An den Flamingos kommt keiner vorbei, der den kürzesten Weg von der Südsee zur Lagune nehmen will oder zurück. Ganz und gar nicht unscheinbar sind sie ins dunkle Grün platziert, sie stehen auf einem Bein oder staksen im Kreis und provozieren bevorzugt zur besucherintensiven Mittagszeit regelmäßig Menschenaufläufe. Vor allem Kinder drängen sich um das Federvieh und lassen Fragen prasseln auf ihre zuweilen doch sehr ratlosen Eltern. „Papi, warum sind die Vögel rosa?“ - „Mami, gibt’s die auch an der Ostsee?“

Das sind schon bemerkenswerte Fragen in einer Zeit, da viele Kinder oft nur noch den Ikea-Elch kennen oder die Milka-Kuh. Und es passt nicht in die gängige Vorstellung von FerienErlebnisParadiesen, die doch in der Regel jeden Quadratzentimeter nutzen, um den lieben Kleinen und den genervten Großen das Geld aus der Tasche zu ziehen. Auch das Brandenburger Paradies ist keine der Allgemeinbildung verpflichtete Einrichtung, aber sie wirkt doch um ein vielfaches sympathischer durch diese grüne Oase zwischen den Schwaden von Frittenöl und kubanischen Trommelattacken. Wer einmal von den Flamingos angefixt ist, lässt sich von seinen Kindern gern dazu überreden, weiterzugehen, weiterzusuchen, weiterzuforschen. Auf einem aufwändig angelegten Expeditionspfad, durch den Mangrovensumpf, vorbei an Fischen und Aras und Schildkröten. Ein gar nicht unerheblicher Teil der Tropical Islands kommt daher wie ein Botanischer Garten mit eher reduziertem akademischen Anspruch. Das relativiert auch ein wenig die in der Tat diskussionswürdige Energiebilanz in dem riesigen Osterei, das auch in den härtesten vorsibirischen Wintern Tag für Tag 24 Stunden lang auf 26 Grad erhitzt werden will.

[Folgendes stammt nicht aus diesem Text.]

PR #409, opened 2021-07-01
Fix Funcgraph Issues

rakuy0:
* onmouseover was being blocked from running on the funcgraph due to some event filtering we had to have in py3 due to Qt breaking event handlers. So the mouseovers should work for edge lines and codeblocks again.
* Fix a hilariously ancient bug where only part of the edge line on long edge lines would get highlighted. This was due to some ghost edge shenanigans that the Dynadag layout was doing. See the function comments for more details
* Document the new renderFunctionGraph structure since it had to get super revamped for py3 and so far I'm the only one who knows how it works

### DIFF
--- a/vivisect/qt/funcgraph.py
+++ b/vivisect/qt/funcgraph.py
@@ -48,8 +48,11 @@ class VQVivFuncgraphCanvas(vq_memory.VivCanvasBase):
         if evt.type() == Qt.QEvent.Wheel:
             return self._wheelEvent(evt)
         if evt.type() == Qt.QEvent.MouseMove:
+            # Intercept mouse movements because frickin qt broke those for our shift scrolling,
+            # but return False so we don't block the event from propagating to other event handlers
+            # (this was the cause of the edge lines not highlighting on mouse over)
             self._mouseMoveEvent(evt)
-            return True
+            return False
         return vq_memory.VivCanvasBase.eventFilter(self, src, evt)
 
     def _wheelEvent(self, event):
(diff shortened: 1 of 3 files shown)


vivisect/qt/funcgraph.py
```diff
@@ -48,8 +48,11 @@ def eventFilter(self, src, evt):
         if evt.type() == Qt.QEvent.Wheel:
             return self._wheelEvent(evt)
         if evt.type() == Qt.QEvent.MouseMove:
+            # Intercept mouse movements because frickin qt broke those for our shift scrolling,
+            # but return False so we don't block the event from propagating to other event handlers
+            # (this was the cause of the edge lines not highlighting on mouse over)
```
atlas0fd00m, line 53: :+1:

vivisect/qt/funcgraph.py
```diff
@@ -455,16 +380,94 @@ def _edgesDone(self, data):
...
+        graph = self.graph
+        todo = []
+        for eid, n1, n2, einfo in graph.getEdges():
+            src = graph.getNode(n1)
+            dst = graph.getNode(n2)
             points = einfo.get('edge_points')
-            pointstr = ' '.join(['%d,%d' % (x, y) for (x, y) in points])
 
-            edgejs += f'drawSvgLine("{svgid}", "edge_%.8s", "{pointstr}");' % eid
+            # if neither are ghosts, cool. just make the edge
```
atlas0fd00m, line 422: ZOMG! THIS IS F*ING AMAZING! FuncGraph line highlighting works *FOR THE FIRST TIME SINCE CUTTING TO QT!!!!!!*

atlas0fd00m (approved):
tyvm for your service, @rakuy0 .  well done on three different things.
1) docstrings to make sense of things!!
2) onMouseOver bugfix (which has been a pain since the Py3 cut from QtWebkit to QtWebEngine)
3) ZOMG! FuncGraph line highlighting now works!  like, i didn't expect *that* kinda beauty when the week began!

well done.
@

PR #426, opened 2021-08-10
pe: better handle invalid export filename

### LINKED ISSUE #425: AttributeError: 'NoneType' object has no attribute 'split'
```
> python vivisect/vivbin.py --bulk samples/0a50a0582cf414bae644be1ae2164183c1549e869f0ef8ea8d6b3002a098dd0b                                                                            working?
  File "vivisect/vivbin.py", line 144, in <module>
    main()
  File "vivisect/vivbin.py", line 98, in main
  File "/home/user/code/vivisect/vivisect/parsers/pe.py", line 38, in parseFile
  File "/home/user/code/vivisect/vivisect/parsers/pe.py", line 128, in loadPeIntoWorkspace
    dllname = pe.getDllName()
  File "/home/user/code/vivisect/PE/__init__.py", line 457, in getDllName
    return rawname.split(b'\x00')[0].decode('utf-8')
AttributeError: 'NoneType' object has no attribute 'split'
```

the DLL name pointer is invalid so it fails to read data and the `None` cannot be split.

williballenthin:
if cannot be parsed, return None as documented.
decode as ASCII, as documented by Microsoft.

closes #425

### DIFF
--- a/PE/__init__.py
+++ b/PE/__init__.py
@@ -454,7 +454,13 @@ class PE(object):
         '''
         if self.IMAGE_EXPORT_DIRECTORY is not None:
             rawname = self.readAtRva(self.IMAGE_EXPORT_DIRECTORY.Name, 32)
-            return rawname.split(b'\x00')[0].decode('utf-8')
+            if not rawname:
+                return None
+
+            try:
+                return rawname.partition(b'\x00')[0].decode('ascii')
+            except UnicodeDecodeError:
+                return None
         return None
 
     def getImports(self):


PE/__init__.py
```diff
@@ -454,7 +454,13 @@ def getDllName(self):
         '''
         if self.IMAGE_EXPORT_DIRECTORY is not None:
             rawname = self.readAtRva(self.IMAGE_EXPORT_DIRECTORY.Name, 32)
-            return rawname.split(b'\x00')[0].decode('utf-8')
+            if not rawname:
+                return None
+
+            try:
+                return rawname.partition(b'\x00')[0].decode('ascii')
```
williballenthin, line 461: https://docs.microsoft.com/en-us/windows/win32/debug/pe-format#export-directory-table

image

williballenthin: `partition` because it only splits once and therefore better indicates the meaning

PE/__init__.py
```diff
@@ -454,7 +454,13 @@ def getDllName(self):
...
+            except UnicodeDecodeError:
+                return None
```
williballenthin, line 463: unrelated fix but seems appropriate

rakuy0 (approved):

PR #431, opened 2021-08-11
impapi windows/arm and winkern/arm

atlas0fd00m:


vivisect/impapi/windows/arm.py
```diff
@@ -0,0 +1,22 @@
+import vivisect.impapi.windows.i386 as v_w_i386
+apitypes = dict(v_w_i386.apitypes)
```
rakuy0, line 2: kinda odd that we have to have this interdependency, but it's not harmful I think

rakuy0 (approved):

vivisect/impapi/windows/arm.py
atlas0fd00m: the api's don't change (much?) between architectures.  just the calling conventions.  this allows us to only change any specific function api that actually changes.

PR #434, opened 2021-08-19
better handle invalid PE forwarder exports

### LINKED ISSUE #433: Exception: Invalid String Size: -1
```
> python ~/code/vivisect/vivisect/vivbin.py --bulk samples/538f5401738b524c299b74c5cbba34bc070e18a642f3abfca408e15d6de03897
  File "/home/user/code/vivisect/vivisect/vivbin.py", line 144, in <module>
    main()
  File "/home/user/code/vivisect/vivisect/vivbin.py", line 98, in main
  File "/home/user/code/vivisect/vivisect/parsers/pe.py", line 38, in parseFile
  File "/home/user/code/vivisect/vivisect/parsers/pe.py", line 433, in loadPeIntoWorkspace
    vw.makeString(rva+baseaddr)
  File "/home/user/code/vivisect/vivisect/__init__.py", line 2136, in makeString
    raise Exception("Invalid String Size: %d" % size)
Exception: Invalid String Size: -1
```

when there is an invalid forwarder in the PE loader
https://github.com/vivisect/vivisect/blob/ad6fbba99a6e82ddefbbf8137e7e4e450fe5fc11/vivisect/parsers/pe.py#L433

`asciiStringSize` returns -1 when it cannot find the NULL terminator.
https://github.com/vivisect/vivisect/blob/ad6fbba99a6e82ddefbbf8137e7e4e450fe5fc11/vivisect/__init__.py#L2265

so `makeString` gets unhappy
https://github.com/vivisect/vivisect/blob/master/vivisect/__init__.py#L2136

williballenthin:
closes #433

  - raises specific exception for bad strings
  - catches the exception and logs it

### DIFF
--- a/vivisect/__init__.py
+++ b/vivisect/__init__.py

Brüderschaft trinken mit der polnischen Großfamilie

Langsam sinkt die Sonne, ihr Lauf ist durch die riesigen Panoramafenster stets zu verfolgen und interessiert doch nur am Rande. Die Gäste im Paradies unterscheiden nur noch zwischen Tag und Nacht, zwischen Hell und Dunkel. Wenn es dunkel ist, dann müssen die Tagesgäste gehen, und es wird ein bisschen leerer.

Wer die Nacht über bleibt, macht sich fertig zum Essen oder zum Besuch der kubanischen Show. Es wird dann doch noch einmal lauter. Unten an der Bali-Lagune, wo zwei Jungs ihre alkoholhaltigen Erfrischungsgetränke raffinierterweise in Kaffeebecher gefüllt haben und jetzt grölend durch das Wasser tanzen und Brüderschaft trinken wollen mit einer polnischen Großfamilie. Das geht drei, vier Minuten gut, dann kommt ein Guard, und die clevere Tarnung fliegt auf.

Kurz vor Mitternacht. Am Strand wird das Licht heruntergedimmt, die Party geht weiter, mit reichlich Alkohol und Musik. Weiter hinten bereichert das Rattern von Rollkoffern den Sound der tropischen Brandenburger Nacht. Der Check in ist 24 Stunden lang geöffnet und wird auch 24 Stunden lang in Anspruch genommen. Genauso die Bali-Lagune und die Bar am Südseestrand auch. „Wird noch ein bisschen länger dauern“, sagt der Mann an der Theke, „die Leute haben nun mal Durst“, besonders am Wochenende, und wenn einer zu viel Durst hat und partout nicht gehen will, „dann helfen wir mit sanftem Druck nach“. Kommt aber nur selten vor. So ein Tag im Paradies mit Sonne, Sand und Wasser ist anstrengend, auch für späte Stammgäste an der Bar.